───── Provided entries ─────

PR #888, opened 2015-08-14
Updated commented-out datasource config for postgresql and mysql to use …

sdoxsee:
…HikariDataSource instead of Apache's BasicDataSource (since the Apache class isn't in the project by default)


jricher:
Oh, thanks! Looks like we missed that when we switched to Hiraki.

jricher:
Merged in 8d0355a

PR #890, opened 2015-08-20
OIDCAuthenticationFilter: Make authenticationSignerService optional so

BerndFrey:
it must not be provided in Spring config

OIDCAuthenticationProvider: Setter for UserInfoFetcher, so own
implementation can be wired

UserInfoFetcher: Call to DefaultUserInfo.fromJson moved to method, so it
can be overwritten by own implementation to use own UserInfo
implementation


jricher:
Thanks, both of these seem reasonable. I'd like to see some better error handling around the case if the signing service is null in the filter, though. Perhaps through a @PostConstruct check? Like if any clients have been configured to need it, and it's not there, then throw a reasonable error that will (hopefully) trigger before a null pointer is hit inside the filter.

jricher:
Rebased and applied in 9fe98e0

Issue #896, opened 2015-08-27
org.mitre.openid.connect.model.Address should be an interface


TonyFNZ:
UserInfo is an interface which is great.  This allows us to implement our own custom implementation without being tied to the default @Entity and @Table declarations.  

However UserInfo has a hard reference to the Address class which contains the @Entity and @Table declarations.  Address should be changed to an interface so that this can be more easily overridden by other parties.

Will try to submit a pull request for this when I can.

jricher:
Sounds reasonable to me. If this can be done without breaking the underlying data model (and existing database schema) then we can target this for inclusion in the current release stream, otherwise it will have to wait until 1.3 (which hasn't started yet).

jricher:
Closed by f43c94314c051d1ca68c916164c0200ad13acad1

PR #897, opened 2015-08-27
Issue #896: Change Address model to be an interface

TonyFNZ:
Simple code change to allow consuming projects to override the core library model more easily.  Doesn't break any of the underlying persistence layer.


jricher:
Rebased and merged as f43c94314c051d1ca68c916164c0200ad13acad1

Thanks!

PR #916, opened 2015-09-29
Allow both flows authorization code and client credentials. 

coding-freedom:
Allow both flows authorization code and client credentials. This scenario might be found when the same client supports user authentication as well as service to service authentication. Such a client is trusted (whitelisted).

### DIFF
--- a/openid-connect-common/src/main/java/org/mitre/openid/connect/config/ConfigurationPropertiesBean.java
+++ b/openid-connect-common/src/main/java/org/mitre/openid/connect/config/ConfigurationPropertiesBean.java
@@ -56,7 +56,9 @@ public class ConfigurationPropertiesBean {
 
 	private Locale locale = Locale.ENGLISH; // we default to the english translation
 
-	public ConfigurationPropertiesBean() {
+    public boolean dualClient = false;
+
+    public ConfigurationPropertiesBean() {
 
 	}
 
@@ -168,4 +170,18 @@ public class ConfigurationPropertiesBean {
 	public void setLocale(Locale locale) {
 		this.locale = locale;
 	}
+
+    /**
+     * @return true if dual client is configured, otherwise false
+     */
+    public boolean isDualClient() {
+        return dualClient;
+    }
+
+    /**
+     * @param dualClient the dual client configuration
+     */
+    public void setDualClient(boolean dualClient) {
+        this.dualClient = dualClient;
+    }
 }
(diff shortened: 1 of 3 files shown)


jricher:
You can already enable this dual functionality with the existing client administration interface, which is the only way to whitelist a trusted client anyway. This functionality is restricted in the dynamic registration endpoint to prevent people from inadvertently creating a client with more access than they realized.

Is there a particular reason that you want this in the dynamic registration as well?

cosmin-cojocar:
The main reason to have this configuration in dynamic registration is that I use OIDC + OAuth 2 in a microservices architecture for a numerous number of services. In such a setup the lifecycle of a trusted OIDC client needs to be automated. Meaning that each service registers/deregisters itself dynamically with the oidc server. While the whitelisting is performed separately, as a DevOps task, for a predefined set of trusted clients.

jricher:
I don't like the idea of opening up that kind of functionality to dynamically registered clients, it seems to me that it would cause more trouble than anything by generally letting people cross client types like that. It's generally bad practice because the interactive and non-interactive clients in OAuth are generally for very different things.

For your use case, I can see two solutions that don't require code changes: (1) you can register two separate client IDs for each service that needs different kinds of access, one for the auth code and one for the client credentials. This would let you keep using dynamic registration, but you need to manage two client IDs for your clients. I recommend this approach. (2) you can authorize the clients to access the admin API directly. This would let you keep the multiple client types setup, but at the cost of giving server-level admin access to a set of clients. I wouldn't recommend it, but it's there.

cosmin-cojocar:
My first implementation was similar with your first recommendation, but just I want to reduce complexity and have only one client for both flows.

jricher:
That's fair. Perhaps we can make that restriction optional or pluggable on the endpoint, but leave the self-service UI as-is to prevent unintentionally open registrations. Would that work for your use case, and would you be willing to give that a shot in a pull request update?

cosmin-cojocar:
I would really appreciate any feedback from you. Thanks

jricher:
You mean in addition to the feedback already given? I'm not sure what you mean.

cosmin-cojocar:
I am not sure if this PR required additional changes besides  afaa15e in order to be merge. Just wanted to get your opinion.

jricher:
Oh, sorry, didn't see the additional commit. We'll review it and let you know. Thanks!

jricher:
Reviewed and merged in 7b34a666d9bf2c79d6a587c262d9798dffff29f4, thanks!

PR #930, opened 2015-10-08
Improve error message

praseodym:
Improve error message for errors with a status code:

Before:
before

After:
after

These messages are usually swallowed by the logger (only visible on DEBUG level), so that's an extra argument for including them on the error page.


jricher:
Thanks, merged in 7871ee0f2603b98131c618a2729052b2da40c89f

─────

Only lines with the word "opened" go in the answer. Take them all from the entries above.

PR #888, opened 2015-08-14
PR #890, opened 2015-08-20
Issue #896, opened 2015-08-27
PR #897, opened 2015-08-27
PR #916, opened 2015-09-29
PR #930, opened 2015-10-08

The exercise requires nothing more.